Roy joins Fine Arts department as an instructor. His work at the time is based on American genre paintings, with recognizable subject matter, but the form is Cubist with Expressionist overtones.

1948-1949
Roy produces pastels, oils, and drawings. Subjects include musicians and landscapes. Begins using fairy tales as subjects, and includes references to "Beauty and the Beast" and Lewis Carroll's Alice's Adventures in Wonderland.

1949
Marriage with Isabel Wilson (whom he had met earlier at the Ten-Thirty Gallery in Cleveland, where she is co-director). Roy works at various jobs, most lasting about six months each, including: teaching drawing at the Cooper School, a commercial-art school; working as an engineering draftsman at Republic Steel; decorating display windows part-time at Halle's Department Store; drawing black-and-white dials for Hickok Electrical Instrument Company; making project models at an architecture firm.

1951
First solo exhibition in Manhattan

1956
Roy Lichtenstein creates a lithograph called Ten Dollar Bill, his first proto-Pop work, in an edition of 25.

1961
paints Look Mickey, the first painting in which he directly appropriates a cartoon or a panel from a comic strip.
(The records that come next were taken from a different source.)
PR #609, opened 2024-09-14
Mark tests which depend on ECS as expected fail; separate integration and unit tests

mfisher87:


JessicaS11 (dismissed):
shouldn't the __init__.py and conftest.py files remain at the icepyx/tests directory level? Otherwise the integration tests won't pick up the auth info from conftest.

mfisher87:
Yes, excellent catch! I thought I had the `conftest.py` in the integration directory, but clearly not! Both types of tests turn out to require fixtures from `conftest.py`. I'd recommend having one `conftest.py` for unit tests and another for integration tests, but didn't want to increase the scope of the PR :) The `__init__.py` seems to not be needed.

b773376

mfisher87:
Integration tests run:

https://github.com/icesat2py/icepyx/actions/runs/11040360996/job/30668167255

The tests marked `xfail` have status `XPASS` (unexpected pass), which is considered OK by default.

JessicaS11:
Something funny happened with the timing and I can't get the unit tests to run and report a status based on https://github.com/icesat2py/icepyx/pull/609/commits/9a9d67a5fb4345b7dfcef1b298cb9dfe2c11eeb0. But they were passing before the UML updates so I'm going to use admin to merge. See #618.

It contains his first use of Benday dots (applied with a plastic-bristle dog-grooming brush dipped in oil paint) and his first use of a dialogue balloon, as well as obvious pencil marks.
Begins to stencil dots onto canvas using a roller to distribute paint over a handmade metal screen and then a small scrub brush to push paint through.

1964
Life magazine publishes an article on Roy Lichtenstein, asking "Is he the worst artist in America?"
Roy replaces store-bought metal screens (to apply dots) with paper screens-which he has made especially for him-and uses them exclusively from then on.

1965
Roy divorced from Isabel, who receives custody of the children.

1974
Lichtenstein begins to paint his first works influenced by Italian Futurism. Begins using metallic colors and mixing sand with paint to highlight surface texture.

1979
Begins German Expressionist-inspired works based on paintings and woodcuts by artists such as Erich Heckel, Franz Marc, and Karl Schmidt-Rottluff. (less known...)

1997, September 29.
Roy Lichtenstein dies at New York University Medical Center in Manhattan from complications due to pneumonia.